I'm pretty new to doing machine learning, and I stumbled upon Keras's Sequence page and was trying to understand the code block here:
from skimage.io import imread
from skimage.transform import resize
import numpy as np
import math
# Here, `x_set` is list of path to the images
# and `y_set` are the associated classes.
class CIFAR10Sequence(tf.keras.utils.Sequence):
def __init__(self, x_set, y_set, batch_size):
self.x, self.y = x_set, y_set
self.batch_size = batch_size
def __len__(self):
return math.ceil(len(self.x) / self.batch_size)

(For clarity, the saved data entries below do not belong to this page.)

PR #350, opened 2020-03-19
Feature/white238/clangformat

white238:
Adds ClangFormat support.

ClangFormat has a couple short-comings I had to work around and I documented.
 * No support for --dry-run until version 10, which doesn't seem to be many places yet.  I grabbed a widely used script online that helps with this
 * No support for a command line option to use a specific config file.  I copied it to the working directory during the cmake phase.

### DIFF
--- a/README.md
+++ b/README.md
@@ -61,17 +61,21 @@ Authors
 
 Developers include:
 
- * Chris White (white238@llnl.gov)
- * Kenneth Weiss (kweiss@llnl.gov)
- * Cyrus Harrison (harrison37@llnl.gov)
- * George Zagaris (zagaris2@llnl.gov)
- * Lee Taylor (taylor16@llnl.gov)
- * Aaron Black (black27@llnl.gov)
- * David A. Beckingsale (beckingsale1@llnl.gov)
- * Richard Hornung (hornung1@llnl.gov)
- * Randolph Settgast (settgast1@llnl.gov)
+ * Chris White, LLNL
+ * Kenneth Weiss, LLNL
+ * Cyrus Harrison, LLNL
+ * George Zagaris, LLNL
+ * Lee Taylor, LLNL
+ * Aaron Black, LLNL
+ * David A. Beckingsale, LLNL
+ * Richard Hornung, LLNL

def __getitem__(self, idx):
low = idx * self.batch_size
# Cap upper bound at array length; the last batch may be smaller
# if the total number of items is not a multiple of batch size.
high = min(low + self.batch_size, len(self.x))
batch_x = self.x[low:high]
batch_y = self.y[low:high]
return np.array([
resize(imread(file_name), (200, 200))
for file_name in batch_x]), np.array(batch_y)
I got stuck at __getitem__
and have no clue how low
and high
works, can anybody help explain to me what's happening in __getitem__
? Why is low = idx * self.batch_size
? Why is high = min(low + self.batch_size, len(self.x))
?
The variable idx
represents the index, and the function def __getitem__(self, idx):
is used to fetch data from your CIFAR10Sequence
dataset. When loading data from a dataset, the dataloader generates the index (idx
) to sample a batch of data.
Now, let's delve into the code within the def __getitem__(self, idx):
function:
low = idx * self.batch_size
high = min(low + self.batch_size, len(self.x))
batch_x = self.x[low:high]
batch_y = self.y[low:high]
This function aims to sample a batch of data from your dataset within the interval defined by low
and high
. For example, suppose your dataset contains 420 data. If idx = 42
, and the batch size self.batch_size = 8
, the def __getitem__(self, idx):
function will sample data from 42×8 to 42×8+8.
Now, let's see why the min()
function is used. Consider another example: If idx = 53
, 53×8 is greater than the total number of data (420). In this case, it would attempt to sample non-existent data. Therefore, through using min(low + self.batch_size, len(self.x))
, this code ensures that the def __getitem__(self, idx):
function does not sample data beyond the bounds of the dataset, preventing errors caused by trying to access non-existent data.